# Budget used grinder - please help - new user



## sachin_rait (Dec 8, 2015)

I just purchased a Gaggia Classic pre-philips version (after reading lot of blogs). Next thing is to buy rancilio silvia wand, get OPV mod done and buy non pressurized basket.

But I understand that even after doing all these upgrades/mod's it will not produce a good espresso unless I have a good grinder. I am on budget and cant buy an expensive grinder (may be in future). Can someone suggest me which grinder I can get to start with? I want to spend around £50 and get a decent used grinder to start brewing.

I am new to coffee world and to this forum so please be easy.


----------



## Rhys (Dec 21, 2014)

Welcome, for your budget I'd go with a hand grinder. Takes a little bit longer to grind, but the bonus is you can use it anywhere so great for days out etc.

Did your machine not come with non-pressurised baskets?


----------



## sachin_rait (Dec 8, 2015)

Thank you. How about electric one? Is delonghi KG79 any good?

i was told the one I got are pressurised baskets


----------



## Rhys (Dec 21, 2014)

sachin_rait said:


> Thank you. How about electric one? Is delonghi KG79 any good?
> 
> i was told the one I got are pressurised baskets


Probably not tbh. For one thing, it won't be able to grind fine enough. Might be ok with a pressurised basket but it will hold you back. Looks like they sell for around £30 to £45 (quick google), if that's you budget, then stick with a hand grinder as it'll give you a decent enough grind for your machine with unpressurised baskets.


----------



## Grahamg (Oct 24, 2013)

Iberital mc2. You're not anywhere near Bristol are you? I've an old one to flog.


----------



## sachin_rait (Dec 8, 2015)

Unfortunately I am in London. Do you think you post is an option?


----------



## sachin_rait (Dec 8, 2015)

I mean I can pay the postage.


----------



## Grahamg (Oct 24, 2013)

I'd rather avoid that to be honest, but keep an eye on here and ebay/gumtree and one will pop up in no time.


----------



## yardbent (Aug 8, 2015)

> hi........for £50 i would defo get a hand grinder whilst saving up should you eventually desire an electric/burr grinder
> 
> BUT
> 
> ...


----------



## amansherg (Nov 30, 2015)

I would save that £50 and put it towards a better grinder, either hand grind for now or possibly get your local roaster to grind up for you - it'll be better than the supermarket stuff.
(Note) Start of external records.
PR #766, opened 2019-09-18
[WIP]: Fix Unmarshalling when only PFlags or Envs are set

### LINKED ISSUE #764: PR #673 broke my code. The nested structures don't get the default values correctly
I wrote a short example to illustrate the problem.

```Go
package main

import (
	"fmt"

	"github.com/spf13/cobra"
	"github.com/spf13/viper"
)

type Config struct {
	Foo struct {
		Bar string
	}
}

func main() {
	config := &Config{}
	cmdRoot := &cobra.Command{
		Run: func(*cobra.Command, []string) {
			viper.Unmarshal(config)
		},
	}
	flags := cmdRoot.PersistentFlags()
	flags.String("foo.bar", "hello-world", "test default value fo foo.bar")
	viper.BindPFlags(flags)
	cmdRoot.Execute()
	fmt.Printf("foo.bar: [%v]\n", config.Foo.Bar)
}
```

The above code I expected to get the output is:

```
foo.bar: [hello-world]
```

This has worked very well in the past. But since PR #673, it can't work properly, it will output:

```
foo.bar: []
```

I checked the contents of the PR #673 , I can't fully understand the changes. But I believe the changes blocked my previous usage.

How should I modify my code to fit the new version of viper?

inkychris:
Fixes #764 - Regression introduced by #673

The `keyComponents()` function was using the `Get()` method in a way similar to how `IsSet()` works. Neither of these were returning in the expected way for partial keys when only pflags had been bound.

### DIFF
--- a/viper.go
+++ b/viper.go
@@ -1789,14 +1789,35 @@ outer:
 	return shadow
 }
 
+// Checks to see if a key may exist as a parent node.
+// Similar to v.IsSet(), but checks pflags as a fallback.
+func (v *Viper) isComponent(key string) bool {
+	lcaseKey := strings.ToLower(key)
+	val := v.find(lcaseKey)
+	if val != nil {
+		return true
+	}
+	for k := range v.pflags {
+		if strings.HasPrefix(k, lcaseKey) {
+			return true
+		}
+	}
+	for k := range v.env {
+		if strings.HasPrefix(k, lcaseKey) {
+			return true
+		}
+	}
+	return false
+}
+
 // Converts a fully qualified map key into a list of relative
 // map keys, allowing for keys to contain the delimiter themselves
 func keyComponents(v *Viper, key string) []string {
 	var result []string
 	components := strings.Split(key, v.keyDelim)
-	for index := 0; index < len(components); index++ {
+	for index := 1; index < len(components); index++ {
 		potentialKey := strings.Join(components[0:index], v.keyDelim)
-		if v.Get(potentialKey) != nil {
+		if v.isComponent(potentialKey) {
 			result = append(result, potentialKey)
 		}
 	}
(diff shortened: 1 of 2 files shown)


sagikazarmark:
Checking pflag is not enough IMHO. The same issue will cause `Set` and `SetDefault` not working. For that reason I think we will have to revert that PR and implement key delimiter instead.

inkychris:
I'm not seeing the same behaviour for `Set` and `SetDefault` because they create an interface for `"foo"` which is then found by `Get` or `IsSet`. The problem before was that while these were returning true, the pflags, and as I just suspected env, were returning `nil` for `"foo"` instead, hence the new modified version of `IsSet`.

sagikazarmark:
Indeed, you are right. :)

Here is a breaking test though:

```
func TestUnmarshalOnlyPFlagSet2(t *testing.T) {
	flags := pflag.NewFlagSet("test", pflag.ContinueOnError)
	flags.String("foo.bar", "cobra_flag", "")

	v := New()
	assert.NoError(t, v.BindPFlags(flags))

	v.SetConfigType("yaml")
	v.ReadConfig(bytes.NewBuffer([]byte(`foo.bar: file_content`)))

	config := &struct {
		Foo struct {
			Bar string
		}
	}{}

	assert.NoError(t, v.Unmarshal(config))
	assert.Equal(t, "cobra_flag", config.Foo.Bar)
	t.Log(v.AllSettings())
}
```

inkychris:
Yes, I'd noticed that. This change is at least consistent with pre #673 behviour but I guess if we also want a solution to the config override then reverting #673 and implementing a key delimter setter is the only viable way forward.

sagikazarmark:
I'm afraid that any breaking change will cause trouble since this library is widely used. I hope we can clear things up a bit in a v2, but for now, I think reverting and allowing to set the key delimiter is a better option.

PR #768, opened 2019-09-18
Fix Dropped Errors

alrs:
A `:=` assignment inside an if-block caused two `error` variables to be shadowed. Here is a fix.

### DIFF
--- a/remote/remote.go
+++ b/remote/remote.go
@@ -77,11 +77,12 @@ func getConfigManager(rp viper.RemoteProvider) (crypt.ConfigManager, error) {
 	var err error
 
 	if rp.SecretKeyring() != "" {
-		kr, err := os.Open(rp.SecretKeyring())
-		defer kr.Close()
+		var kr *os.File
+		kr, err = os.Open(rp.SecretKeyring())
 		if err != nil {
 			return nil, err
 		}
+		defer kr.Close()
 		if rp.Provider() == "etcd" {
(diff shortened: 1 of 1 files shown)


remote/remote.go
```diff
@@ -75,13 +75,14 @@ func (rc remoteConfigProvider) WatchChannel(rp viper.RemoteProvider) (<-chan *vi
 func getConfigManager(rp viper.RemoteProvider) (crypt.ConfigManager, error) {
 	var cm crypt.ConfigManager
 	var err error
+	var kr *os.File
```
sagikazarmark:
```suggestion
```

remote/remote.go
```diff
@@ -75,13 +75,14 @@ func (rc remoteConfigProvider) WatchChannel(rp viper.RemoteProvider) (<-chan *vi
...
 
 	if rp.SecretKeyring() != "" {
-		kr, err := os.Open(rp.SecretKeyring())
-		defer kr.Close()
+		kr, err = os.Open(rp.SecretKeyring())
```
sagikazarmark:
```suggestion
		var kr *os.File
		kr, err = os.Open(rp.SecretKeyring())
```

alrs: @sagikazarmark If I read your suggestion correctly, the only change was to move the declaration of the `kr` variable, which I've done and squashed into the original commit.

sagikazarmark: @alrs that's correct, thank you!

PR #771, opened 2019-09-27
Revert unmarshal keys containing dots

### LINKED ISSUE #764: PR #673 broke my code. The nested structures don't get the default values correctly

sagikazarmark:
This PR reverts #673 because it introduced a breaking change.

Fixes #764

### DIFF
--- a/viper.go
+++ b/viper.go
@@ -1789,24 +1789,6 @@ outer:
 	return shadow
 }
 
-// Converts a fully qualified map key into a list of relative
-// map keys, allowing for keys to contain the delimiter themselves
-func keyComponents(v *Viper, key string) []string {
-	var result []string
-	components := strings.Split(key, v.keyDelim)
-	for index := 0; index < len(components); index++ {
-		potentialKey := strings.Join(components[0:index], v.keyDelim)
-		if v.Get(potentialKey) != nil {
-			result = append(result, potentialKey)
-		}
-	}
-	result = append(result, key)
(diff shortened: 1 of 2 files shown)


sagikazarmark:
@inkychris would you mind taking a quick look at this PR? 🙂

inkychris:
It looks good to me!

sagikazarmark:
Thanks!

PR #773, opened 2019-09-27
Add Go 1.13

sagikazarmark:


sagikazarmark:
@spf13 what do you think about switching to GitHub Actions for building Viper? In my experience it's much faster than Travis.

Alternatively I have a Bodum Bistro Conical Burr thing (unmodded) that you can have if you're willing to pick up from North London. It's definitely not the best thing in the world and won't give you consistently fine grinds but will start you off if you don't want to hand grind.

There are also some mods on this forum to improve the grind quality of this grinder - I was going to go down this route but bought a Super Jolly instead









Now here's to hoping I don't get shot for mentioning Bodum


----------



## Dylan (Dec 5, 2011)

Thats a nice offer from aman above, I bought a hand grinder when I first started out and regretted it. They may do a slightly better job that some of the cheap electric burr grinders but they take an absolute age to grind for espresso, and if you get the grind wrong and have to change the setting and do it all again you will want to throw it out of a window in no time.


----------



## pcdoc (Dec 4, 2015)

I've got the Krups GVX2 and to me it's brilliant, espresso grind it produces is really fine. On the finest setting the coffee looks like dark brown plain flour.


----------



## flibble (Feb 27, 2013)

Here is an option,

Graef 702, amazon warehouse (15% off at checkout until the 20th I think). Much better than krups or delonghi, and almost in budget delivered.
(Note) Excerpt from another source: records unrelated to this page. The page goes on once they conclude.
PR #805, opened 2019-12-06
Improve tooling

sagikazarmark:
Improve project tooling

### DIFF
--- a/.gitignore
+++ b/.gitignore
@@ -1,3 +1,6 @@
+/bin/
+/build/
+
 # Compiled Object files, Static and Dynamic libs (Shared Objects)
 *.o
 *.a
--- a/.gitignore
+++ b/.gitignore
@@ -1,32 +1,20 @@
 /bin/
 /build/
+/var/
+/vendor/
 
-# Compiled Object files, Static and Dynamic libs (Shared Objects)
-*.o
-*.a
-*.so
-
-# Folders
-_obj
-_test
-
-# Architecture specific extensions/prefixes
-*.[568vq]
-[568vq].out
-
-*.cgo1.go
-*.cgo2.c
-_cgo_defun.c
-_cgo_gotypes.go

The slight issue is its from Germany - so german plug, but I just bought one and changed the plug.

It will be even cheaper if you have a free foreign currency credit card, but I used the amazon conversion rate and mine came in about £50 delivered.

http://www.amazon.de/gp/offer-listing/B00EO26GGC/ref=sr_1_3_olp?ie=UTF8&qid=1449844466&sr=8-3&keywords=graef&condition=used


----------



## Dr Blunderbrain (Dec 24, 2015)

I've picked up the Krups grinder as a starter grinder. First run is Xmas day so fingers crossed.


----------



## Ian. (Mar 6, 2016)

Grahamg said:


> Iberital mc2. You're not anywhere near Bristol are you? I've an old one to flog.


Was just looking through the forum for budget grinder advice. I'm in Bristol and am after a budget grinder if it's still available?


----------



## rmblack78 (Oct 9, 2014)

I travel to kings cross every week and I was about to post my MC2 in the for sale section. If you're interested (and I'm not breaking any rules), PM me and I'll mail some photos tomorrow.


----------



## rmblack78 (Oct 9, 2014)

Ha! Didn't see how old the thread was on Tapatalk!


----------



## Kraig89 (Mar 29, 2016)

I'm looking for a budget hand grinder and recommendations


----------